Laser Doppler Flowmetry and Polarographic Measurement of Medullary Tissue Oxygen
Experiments were performed in seven rats to evaluate the effect of renal medullary interstitial infusion of the NOS inhibitor, L-NAME, on renal cortical and medullary response to Ang II. The rats were anesthetized and surgically prepared as described above. Laser Doppler flowmeters (model Pf3, PERIMED KB) were used to simultaneously determine the changes in CBF and MBFs. For measurement of changes in regional blood flows, one optical fiber (diameter of 500 µm) was implanted in the renal cortex (1.5 mm depth) and another in the inner medulla (5 mm depth) as described previously.^15,16 The implanted fibers were optically connected to an external probe specifically designed for such applications using fused silica matching liquid (no. 50350, Cargille Laboratories, Inc) to minimize loss of light at the connection. The laser Doppler signal, which is the product of the number of moving red blood cells and their velocity, is thereby used as an index of changes of blood flow in the different regions of the kidney.^15,16

To measure tissue Po₂ in the renal medulla, a calibrated oxygen microelectrode with diameter of 50 µm was inserted into the renal medulla to a depth of 5 mm.
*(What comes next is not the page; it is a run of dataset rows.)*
Issue #235, opened 2023-11-20
Create roles for dns, ntp and registry


majst01:
Move existing roles from metal-deployment into dedicated roles here

Related to: https://github.com/fi-ts/proxy-services/issues/4

Requirements for the registry:

- Deployed on every seed
- external access restricted by the usage of loadbalancer source ranges
- Make the image overrides configurable
- Use persistent volumes as backing store
- Multiple instances with same ip, use ECMP for loadbalancing

DNS:
- ...

NTP:
- ...

Gerrit91:
This does not need to go into v0.17.0 release for isolated cluster support but for the community it would be great to push this automation into this repository.

Gerrit91:
Done.

PR #259, opened 2024-02-06
feat(gardener): network isolation #235

vknabel:
Passes through network isolation if given for partition #235

Do I miss some changes?


majst01:
> Passes through network isolation if given for partition #235
> 
> Do I miss some changes?

Yes the whole deployment of the oci-mirror and the registry, the dns and ntp server with the ingress spreading the load across

control-plane/roles/gardener/defaults/main/cloud_profile.yaml
```diff
@@ -14,6 +14,23 @@ gardener_cloud_profile_partitions: {}
   #   default-machine-types:
   #     firewall:
   #       - c1-xlarge-x86
+  #     network-isolation:
```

A Ag/AgCl reference electrode (A-M System) was placed in the abdomen and attached to the tissue. The microelectrode was polarized at -0.7 V, and the currents were amplified, digitized, and displayed in mm Hg by a two-channel polarographic amplifier (model 1900, A-M System). The amplifier was connected to a CODAS data acquisition and processing system (DATAq Instruments, Inc). We constructed Po₂ microelectrodes using a platinum wire (length 5 cm, diameter 50 µm) insulated with epoxide resin and soldered to a gold pin connector (A-M System) as described previously.^17,18

After surgery and a 60-minute equilibration period, continuous measurements of MAP, CBF, MBF, and medullary Po₂ were obtained throughout the experiment. Saline was infused into the renal medullary interstitium for two 20-minute control periods. At the end of the second control period, Ang II at a dose of 5 ng/kg per minute was infused intravenously for 30 minutes and arterial pressure, flows, and Po₂ were recorded. Then, L-NAME infusion (1.4 µg/kg per minute) into the renal medullary interstitium was begun. After 30 minutes, intravenous infusion of Ang II was begun and arterial pressure, flows, and Po₂ were continuously recorded to determine the influence of NOS inhibition on the effects of Ang II. The infused concentration of L-NAME was determined in preliminary studies to be one that would not reduce MBF more than 5% to 10% from the control level. The objective of the NOS inhibition in this protocol was to blunt the Ang II-stimulated production of NO, not to totally inhibit NO production.

In Vivo Microdialysis
In vivo microdialysis studies in the renal medulla and cortex of rats were performed as we have described in a recent study.¹⁹ Briefly, the rats were anesthetized and surgically prepared as described above. The microdialysis probes had a 0.5-mm tip diameter and a 20-kD transmembrane diffusion cutoff (Bioanalytical Systems). One was inserted into the renal cortex to a depth of 1.5 mm and another into the renal medulla (5 mm in depth). The probes were perfused at a rate of 2 µL/min with 50 mmol/L phosphate buffer saline containing 3 µmol/L oxyhemoglobin (Human A_o hemoglobin [ferrous]; Sigma). After a 1.5-hour equilibration period, dialysate fluid was collected at 30-minute intervals for a 1-hour control measurement period with the medullary interstitial infusion of drug vehicle (isotonic saline). In one group of rats (n=8), Ang II was then intravenously infused at a dose of 5 ng/kg per minute. After 30 minutes, two 30-minute dialysate samples were collected. In a second group of rats (n=10), L-NAME at a dose of 1.4 µg/kg per minute was infused into the renal medulla for 1 hour and a 30-minute dialysate sample was collected. After a 30-minute collection of the dialysate for L-NAME infusion, Ang II was intravenously infused and two 30-minute dialysate samples were collected.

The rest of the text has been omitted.